[Papillary and follicular cancers of the thyroid]
- PMID: 9798467
[Papillary and follicular cancers of the thyroid]
Abstract
MANAGEMENT STRATEGIES: Management of papillary and follicular cancer of the thyroid varies somewhat between centers because of the generally good prognosis and the absence of well-controlled therapeutic trials. The internationally recognized TNM system is widely used to modulate treatment and follow-up to the individual situation.

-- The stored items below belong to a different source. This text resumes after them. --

PR #1064, opened 2025-07-09
Enable fast math library in CUDA compilation

stephenswat:
One of the biggest performance bottlenecks of our code right now are the math functions we use from the standard library. To illustrate the problem, these functions have the problem that they contain a _lot_ of edge case handling code for NaN values, infinities, etc. which are not necessary for our use case. This causes an incredible amount of code to be added and causes a huge amount of instruction cache misses when though CUDA contains native intrinsics of high accurary which model the same behaviour. This PR serves to illustrate the massive performance gain that we can achieve by using intrinsic math rather than the math provided by the C++ standard library.

### DIFF
--- a/cmake/traccc-compiler-options-cuda.cmake
+++ b/cmake/traccc-compiler-options-cuda.cmake
@@ -25,7 +25,7 @@ endif()
 
 # Allow to use functions in device code that are constexpr, even if they are
 # not marked with __device__.
-traccc_add_flag( CMAKE_CUDA_FLAGS "--expt-relaxed-constexpr" )
+traccc_add_flag( CMAKE_CUDA_FLAGS "--expt-relaxed-constexpr --use_fast_math" )
 
 # Make CUDA generate debug symbols for the device code as well in a debug
 # build.


stephenswat:
It's clear that using fast math has no meaningful effect on the physics performance, so we can move ahead with this.

beomki-yeo (approved):
Looks good to me!

krasznaa:
I'm generally on board. The Intel compiler is anyway doing "aggressive maths" by default as I understand it, so this will probably just make the CUDA<->SYCL comparisons more fair.

But @beomki-yeo, the failure in the ambiguity resolution test will need to be understood first. I''m pretty sure that it's something that can be fixed by making some requirement in the test a bit more loose, but we can of course not make tests fail in the `main` branch. :thinking:

stephenswat:
> Not sure why they fail. One possible scenario is the calculation of relative shared have different values with this PR
> 
> in `remove_tracks.cu`:
> 
> ```c++
>             rel_shared.at(tid) = static_cast<traccc::scalar>(n_shared.at(tid)) /
>                                  static_cast<traccc::scalar>(n_meas.at(tid));
> ```
> 
> and in `greedy_ambiguity_resolution.cu`
> 
> ```c++
>     thrust::transform(thrust_policy, n_shared_buffer.ptr(),
>                       n_shared_buffer.ptr() + n_tracks, n_meas_buffer.ptr(),
>                       rel_shared_buffer.ptr(), devide_op{});
> ```
> 
> (This division is the only floating number math operation used in the greedy ambiguity solver)
> 
> We can check if the test passes after forcing this operation executed with original non-fast-math.

Thanks Beomki, this was exactly correct. I enforced slow division for these functions and everything works now. :smile:

stephenswat:
# Performance summary
## Graphical

## Tabular
| Kernel | 9457b4f9 | a2705074 | Delta |
| --- | --: | --: | --: |
| `propagate_to_next_surface` | 25.22 ms | 19.86 ms | -21.3% |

Primary treatment: Surgery is indicated in well-differentiated thyroid cancer. Total thyroidectomy is required for clinically patent tumors (> or = 1 cm) and small tumors (< 1 cm) recognized prior to surgery. For small tumors found at histology examination, reoperation is discussed in terms of prognosis. Post-operative 131-iodine is indicated when surgical resection is incomplete or in case of unfavorable prognosis. External radiotherapy is currently reserved for exceptional cases with unremoved tumoral tissue unresponsive to 131-iodine.
Follow-up: All operated patients are given L-thyroxine to achieve euthyroidism and low TSH levels (< 0.1 microU/ml). Early detection of relapse is based on combined thyroglobulin assay and whole body 131-iodine scintigraphy. Both are performed during the first year of follow-up after a period of thyroid hormone withdrawal. Human recombinant TSH will soon be available allowing selection of patients with a detectable thyroglobulin level after stimulation; these patients should have a 131-iodine scintigram. If thyroglobulin remains undetectable during L-thyroxine treatment, an annual dosage is indicated and other exams are unwarranted.
Relapse: Surgery is indicated in case of small areas of active recurrent tumoral tissue in a cervical location. If a high-sensitivity scintigram does not show iodine uptake, the surgical procedure is completed by radiotherapy or possibly chemotherapy with doxorubicin. Small recurrent tumors in other areas respond to 131-iodine (3.7 GBq). Surgery, 131-iodine and radiotherapy are usually indicated for large ectopic recurrences. Chemotherapy is ineffective.
Current protocols: Standard primary therapy generally provides cure and most patients are followed by annual thyroglobulin and TSH assays. Other explorations beginning with a whole-body 131-scintigram may be indicated in selected patients.